Roberto Saviano aveva svelato i meccanismi con cui la malavita trasforma la spazzatura in ricchezza nel suo libro “Gomorra”, negli articoli scritti per i giornali e nella trasmissione con Fabio Fazio “Vieni via con me”. Secondo i dati raccolti da Legambiente, se i rifiuti sfuggiti al controllo ufficiale fossero accorpati in un’unica soluzione, diverrebbero nel complesso una catena montuosa da quattordici milioni di tonnellate: praticamente una montagna alta 14 600 metri, con una base di tre ettari (ossia quasi il doppio dell’Everest, 8844 metri). Questi non sono altro che i nostri sacchi di spazzatura che nessuno vuole, i rifiuti speciali delle industrie costosissimi da smaltire, che, attraverso accordi tra gli imprenditori e i boss, vengono portati al Sud e nascosti nelle cave abbandonate, nei campi dismessi, nelle varie discariche abusive. In quegli stessi campi vengono coltivati gli ortaggi e il foraggio di cui si nutrono gli animali da allevamento e che, quindi, in un modo o nell’altro avranno la possibilità di arrivare sulle nostre tavole. Le strade di campagna sono state cementificate per far passare i camion che trasportano i rifiuti speciali, spesso guidati da extracomunitari o da minorenni, ignari dei gas che stanno inalando durante quei tragitti. Se si scava nel terreno, può emergere di tutto: da banconote sminuzzate a ossa umane, in quanto anche le salme, alla scadenza del tempo di permanenza nei cimiteri, diventano rifiuti cimiteriali risultano particolarmente costosi da eliminare.

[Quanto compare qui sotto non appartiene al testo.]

PR #1912, opened 2021-07-15
Adds kaboom debug command for iterative explosions

quardbreak:
## Description of changes

Adds kaboom debug command for iterative explosions

## Why and what will this PR improve

kaboom

## Authorship

Lohikar

PR #2019, opened 2021-08-21
Removing /simulated typing from iterative explosions.

MistakeNot4892:
This doesn't fix them but it needs to be done as far as I can tell.

Implements an alternative to #1912.

### DIFF
--- a/code/game/objects/explosion.dm
+++ b/code/game/objects/explosion.dm
@@ -102,7 +102,7 @@
 #define SEARCH_DIR(dir) \
 	search_direction = dir;\
 	search_turf = get_step(current_turf, search_direction);\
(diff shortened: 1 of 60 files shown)


code/game/objects/explosion.dm
```diff
@@ -102,7 +102,7 @@
 #define SEARCH_DIR(dir) \
 	search_direction = dir;\
 	search_turf = get_step(current_turf, search_direction);\
-	if (istype(search_turf, /turf/simulated)) {\
+	if (istype(search_turf, /turf)) {\
```
afterthought2: isturf

afterthought2 (approved):

PR #14803, opened 2025-01-11
Do not trigger release WF on nightly tags

hustcer:
# Description

Don't trigger release for nightly tags, more context could be found here: https://github.com/nushell/nightly/issues/35


fdncred:
Thanks @hustcer!

PR #14804, opened 2025-01-11
Add input support to `generate`

### LINKED ISSUE #8523: Add a folding command that yields values after each iteration
### Related problem

I see no way to transform a pipeline value with a state that depends on previous pipeline elements. For example, I'd like to calculate a sequence of partial sums of the input.

Example input: `[1 2 3 4 5]`
Expected output: `[1 3 6 10 15]`

The closest workaround I've found is to `reduce` and accumulate output list.

```
def cumsum [] {
    let numbers = $in
    let seed = { lastSum: 0, list: [] }
    let result = ($numbers | reduce -f $seed { |n, acc| 
        let newSum = $acc.lastSum + $n
        let newList = ($acc.list | append $newSum)
        { lastSum: $newSum, list: $newList }
    })
    $result.list
}
```

It's quite problematic. It becomes very slow for long input pipelines. We must wait for all input items to be processed before the output values become available.

What I'm looking for is a command similar to scan functions that can be found for example in [F#](https://fsharp.github.io/fsharp-core-docs/reference/fsharp-collections-seqmodule.html#scan) or [Kotlin](https://kotlinlang.org/api/latest/jvm/stdlib/kotlin.collections/scan.html). Such a command would also make it easier to mimic PowerShell's [input processing methods](https://learn.microsoft.com/en-us/powershell/module/microsoft.powershell.core/about/about_functions_advanced_methods?view=powershell-7.3#input-processing-methods).

A command `scan` that takes a reducing closure and optional seed (analogously to `reduce`), but yields a pipeline of each intermediate state instead of only the final state value.

Example of expected use:

Input:
`let cumsum = ( 1..5 | scan --seed 0 { |x, acc| $x + $acc } )`
Output:
`[1 3 6 10 15]`

Additionally, this command could take an optional closure that transforms the last state into one final output value. It would be useful in post-processing and migrating the `end` blocks from PowerShell or AWK scripts.

_No response_

_No response_

Bahex:
- closes #8523 

# Description

This PR adds pipeline input support to `generate`.
- Without input, `generate` keeps its current behavior.
- With input, each invocation of the closure is provided an item from the input stream as pipeline input (`$in`). If/when the input stream runs out, `generate` also stops.

Before this PR, there is no filter command that is both stateful _and_ streaming.

This PR also refactors `std/iter scan` to use `generate`, making it streaming and more performant over larger inputs.

# User-Facing Changes
- `generate` now supports pipeline input, passing each element to the closure as `$in` until it runs out
- `std/iter scan` is now streaming

# Tests + Formatting
Added tests to validate the new feature.

- :green_circle: toolkit fmt
- :green_circle: toolkit test

# After Submitting
N/A

### DIFF
--- a/crates/nu-command/src/generators/generate.rs
+++ b/crates/nu-command/src/generators/generate.rs
@@ -36,11 +36,14 @@ impl Command for Generate {
 containing two optional keys: 'out' and 'next'. Each invocation, the 'out'
 value, if present, is added to the stream. If a 'next' key is present, it is
 used as the next argument to the closure, otherwise generation stops.
-"#
+
+Additionally, if an input stream is provided, on each invocation an element of
+the input stream is provided as pipeline input to the closure. In this case
+generation also stops when the input stream stops."#
     }
 
     fn search_terms(&self) -> Vec<&str> {
-        vec!["unfold", "stream", "yield", "expand"]
+        vec!["unfold", "stream", "yield", "expand", "state", "scan"]
     }
 
     fn examples(&self) -> Vec<Example> {
@@ -72,6 +75,17 @@ used as the next argument to the closure, otherwise generation stops.
                 description:
                     "Generate a continuous stream of Fibonacci numbers, using default parameters",
                 result: None,
+            },
+            Example {
+                example: "1..5 | generate {|sum=0| let sum = $in + $sum; {out: $sum, next: $sum} }",
+                description: "Generate a running sum of the inputs",
+                result: Some(Value::test_list(vec![
+                    Value::test_int(1),
+                    Value::test_int(3),
+                    Value::test_int(6),
+                    Value::test_int(10),
+                    Value::test_int(15),
+                ])),
             },
         ]
     }
--- a/crates/nu-command/src/generators/generate.rs
+++ b/crates/nu-command/src/generators/generate.rs
@@ -91,78 +91,8 @@ used as the next argument to the closure, otherwise generation stops.
         let iter = std::iter::from_fn(move || {
             let arg = state.take()?;
 
-            let (output, next_input) = match closure.run_with_value(arg) {
-                // no data -> output nothing and stop.
-                Ok(PipelineData::Empty) => (None, None),
-
-                Ok(PipelineData::Value(value, ..)) => {
-                    let span = value.span();
-                    match value {
-                        // {out: ..., next: ...} -> output and continue
-                        Value::Record { val, .. } => {
-                            let iter = val.into_owned().into_iter();
-                            let mut out = None;
-                            let mut next = None;
-                            let mut err = None;
-
-                            for (k, v) in iter {
-                                if k.eq_ignore_ascii_case("out") {
-                                    out = Some(v);
-                                } else if k.eq_ignore_ascii_case("next") {
-                                    next = Some(v);
-                                } else {
-                                    let error = ShellError::GenericError {
-                                        error: "Invalid block return".into(),
-                                        msg: format!("Unexpected record key '{}'", k),
-                                        span: Some(span),
-                                        help: None,
-                                        inner: vec![],
-                                    };
-                                    err = Some(Value::error(error, head));
-                                    break;
-                                }
-                            }
-
-                            if err.is_some() {
-                                (err, None)
-                            } else {
-                                (out, next)
-                            }
-                        }
-
-                        // some other value -> error and stop
-                        _ => {
-                            let error = ShellError::GenericError {
-                                error: "Invalid block return".into(),
-                                msg: format!("Expected record, found {}", value.get_type()),
-                                span: Some(span),
-                                help: None,
-                                inner: vec![],
-                            };
-
-                            (Some(Value::error(error, head)), None)
-                        }
-                    }
-                }
-
-                Ok(other) => {
-                    let error = other
-                        .into_value(head)
-                        .map(|val| ShellError::GenericError {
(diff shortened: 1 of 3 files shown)


fdncred:
This looks very cool. Thanks!

NotTheDr01ds:
I love the possibilities here.  I'm also a fan of keeping it in the same `generate` command rather than creating a new command.

Here's an example for finding the delta between each item in a list of times:

```nushell
[
  2024-12-31T21:42:36
  2024-12-31T22:06:01
  2024-12-31T22:07:02
  2024-12-31T23:59:59
  2025-01-01T00:00:00
]
| generate {|previous = null|
    let next = $in
    match $previous {
      null => { next: $next }
      _ => {
             out: $"($next - $previous) since the previous event"
             next: $next
           }
    }
}
```

There are other ways to do this, but I don't think any of them can stream like you can with this new feature.

132ikl:
> There are other ways to do this, but I don't think any of them can stream like you can with this new feature.

not to detract from the PR, but 😅 

```nushell
let data = [
  2024-12-31T21:42:36
  2024-12-31T22:06:01
  2024-12-31T22:07:02
  2024-12-31T23:59:59
  2025-01-01T00:00:00
]
$data | window 2 | each { $in.1 - $in.0 }
```

NotTheDr01ds:
Here's another one that I find really cool.  Given a list of timestamps (must be in the future), it will sleep until the first timestamp, "do something", then sleep until the next timestamp, etc.

```nushell
[
  2025-01-13T22:04:00-05:00
  2025-01-13T22:04:10-05:00
  2025-01-13T22:04:50-05:00
]
| generate {|previous = null|
    let next = $in
    match $previous {
      null => {
        sleep ($next - (date now))
        { next: $next }
      }

      _ => {
        sleep ($next - $previous)
        # Code here to read something, update something, etc.
        # "out" could include the state at the given timestamp
        {
          out: $"Did something at ($next)"
          next: $next
        }
      }
    }
}
```

NotTheDr01ds:
@132ikl I was wondering if `window` could do it - i knew my normal `zip` solution wouldn't stream.

Bahex:
@NotTheDr01ds for use cases where you only need the previous item you can use `prepend` to supply the first `prev` item. 
```nushell
[
    2025-01-13T22:04:00-05:00
    2025-01-13T22:04:10-05:00
    2025-01-13T22:04:50-05:00
]
| prepend (date now)
| window 2
| each {|e|
    sleep ($e.1 - $e.0)
    $"Did something at ($e.1)"
}
# => ╭───┬────────────────────────────────────────────────────────╮
# => │ 0 │ Did something at Mon, 13 Jan 2025 22:04:10 -0500 (now) │
# => ╰───┴────────────────────────────────────────────────────────╯
# => ╭───┬────────────────────────────────────────────────────────╮
# => │ 1 │ Did something at Mon, 13 Jan 2025 22:04:50 -0500 (now) │
# => ╰───┴────────────────────────────────────────────────────────╯
```

Bahex:
I think I can make the API a little bit better. Currently in the PR
```nushell
some-stream | generate {|state|
    let stream_item = $in
    # ...
    {out: ..., next: $next_state}
}
```
Instead of supplying the stream item as `$in`, or in addition to that, we can also supply it as a second closure parameter.
```nushell
some-stream | generate {|state, stream_item|
    # ...
    {out: ..., next: $next_state}
}
```

Also, before this PR _and_ with this PR in the no input case, the closure is actually supplied its first parameter also as `$in` (due to using `.run_with_value`). We can leave that as it is and just supply the stream item as the second parameter.

fdncred:
I think it's a good idea to be more verbose and have stream_item instead of relying on people to do $in shenanigans.

Bahex:
- Without input (and before the PR): `state -> closure(state)`
- With input, currently: `item -> closure(state)`

I first tried just adding the `item` from the stream as the second argument: `item -> closure(state, item)`
but ran into a small issue. Required parameters can't come after optional ones, so this doesn't work:
```nushell
0..10 | generate {|state=0, e| ...}
```
and it has to be rewritten in one of the following ways:
- Make the second argument optional. This just feels wrong.
  ```nushell
  0..10 | generate {|state=0, e=0| ...} 
  ```
- Don't use the optional argument syntax. This feels better, but it feels like an arbitrary divergence from how `generate` works without input.
  ```nushell
  0..10 | generate {|state, e| ...} 0
  ```

Maybe we can switch the order of arguments like this: `item -> closure(item, state)`
```nushell
0..10 | generate {|e, state=0| ...}
```

This made me rethink `$in` too. In a complex command like `generate`, should we even provide `$in` when everything is available as arguments?
Especially with the addition of this feature `generate` becomes something that is similar to both `each` and `reduce`, two commands that pass _different_ `$in` values to their closures.
- each: `item -> closure(item)`
- reduce: `acc -> closure(item, acc)`

It might be better to just not pass anything as `$in`, just for clarity. The signature then would be: `closure(item, state)`

fdncred:
I think not passing $in is good when everything is covered with named closure parameters.

You comment also made me think of `items` since it takes two closure parameters. I wonder if we should investigate separately whether $in should be passed in all commands that take closures. Some of them may also be passing $in unnecessarily.

132ikl:
for what it's worth i like `$in` for closures like `each` 😅 but i think it makes sense not to provide it for closures with multiple arguments, it seems like `generate` is cleaner with only arguments and no `$in`

fdncred:
boom! have fun! thanks.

Eppure le prime notizie dei giornali e dei telegiornali sono quelle che si trascinano stancamente sempre le stesse notizie di politica, nessuno osa parlarne se non quando la situazione diventa impossibile da nascondere: allora veniamo bombardati dalle foto dei rifiuti accumulati ai lati delle strade di Napoli, senza che nessuno ci spieghi perchè sono stati concentrati tutti lì, quei rifiuti; la conclusione dell’italiano medio è che i meridionali sono i soliti incompetenti. La verità è che la malavita sta togliendo l’ossigeno alla nostra aria, alla nostra terra, alla nostra acqua, sta svuotando e avvelenando territori tra i più suggestivi dell’intera penisola, in cui la nostra cultura affonda le radici, territori che sono anche – e prima di tutto- loro. Ma il rispetto e la salute non contano quando parliamo di affari. In questo caso, è tutto concesso.